We loved him for his carelessness of himself,
And his perpetual mirth, and tho' he stole
Sometimes away into the woods alone,
And wandered unaccompanied when the night
Was beautiful, he was our idol still,
And we have not forgotten him, tho' time
Has blotted many a pleasant memory
Of boyhood out, and we are wearing old
With the unplayfulness of this grown up world.


IDLENESS.

The rain is playing its soft pleasant tune
Fitfully on the skylight, and the shade
Of the fast flying clouds across my book
Passes with delicate change. My merry fire
Sings cheerfully to itself; my musing cat
Purrs as she wakes from her unquiet sleep,
And looks into my face as if she felt
Like me the gentle influence of the rain.
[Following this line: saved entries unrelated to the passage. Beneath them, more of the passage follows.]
PR #228, opened 2024-03-22
Enhancement: added ListExistingReceivedShares to gateway API

glpatcern:
This API is to be consumed by:
- the OCS (HTTP) service
- the LibreGraph API
- (in the future) the Jupyterlab integration

The idea is to incorporate in the gateway the current logic implemented (and duplicated) in other layers, where after `ListReceivedShares` one has to `Stat` each of them to validate it exists and get all necessary metadata to send the response (in the form of LibreGraph or OCS). This logic is to be implemented by the Gateway instead.

### DIFF
--- a/cs3/gateway/v1beta1/gateway_api.proto
+++ b/cs3/gateway/v1beta1/gateway_api.proto
@@ -35,6 +35,7 @@ import "cs3/permissions/v1beta1/permissions_api.proto";
 import "cs3/preferences/v1beta1/preferences_api.proto";
 import "cs3/rpc/v1beta1/status.proto";
 import "cs3/sharing/collaboration/v1beta1/collaboration_api.proto";
+import "cs3/sharing/collaboration/v1beta1/resources.proto";
 import "cs3/sharing/link/v1beta1/link_api.proto";
 import "cs3/sharing/ocm/v1beta1/ocm_api.proto";
 import "cs3/storage/provider/v1beta1/provider_api.proto";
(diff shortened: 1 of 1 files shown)


glpatcern:
@labkode @diocas : having discussed with @gmgigi96 I think it makes sense to have this in the Spaces implementation before going live with it, as the LibreGraph API does not cache the list of shares (that is currently implemented by the OCS layer only). It shouldn't be a big development but rather a code refactoring, where we move the code within the Gateway - the LibreGraph part is very simple, the OCS part a bit less but provided we agree on this API, I can look into it (I may need some help on the OCS part from @labkode).

cs3/gateway/v1beta1/gateway_api.proto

Here have I sat since morn, reading sometimes,
And sometimes listening to the faster fall
Of the large drops, or rising with the stir
Of an unbidden thought, have walked awhile
With the slow steps of indolence, my room,
And then sat down composedly again
To my quaint book of olden poetry.
It is a kind of idleness, I know;
And I am said to be an idle man—
And it is very true. I love to go
Out in the pleasant sun, and let my eye
Rest on the human faces that pass by,
Each with its gay or busy interest;
And then I muse upon their lot, and read
Many a lesson in their changeful cast,
And so grow kind of heart, as if the sight
Of human beings were humanity.
And I am better after it, and go
More gratefully to my rest, and feel a love
Stirring my heart to every living thing,
And my low prayer has more humility,
And I sink lightlier to my dreams—and this,
'Tis very true, is only idleness!
I love to go and mingle with the young
In the gay festal room—when every heart
Is beating faster than the merry tune,
And their blue eyes are restless, and their lips
Parted with eager joy, and their round cheeks
Flushed with the beautiful motion of the dance.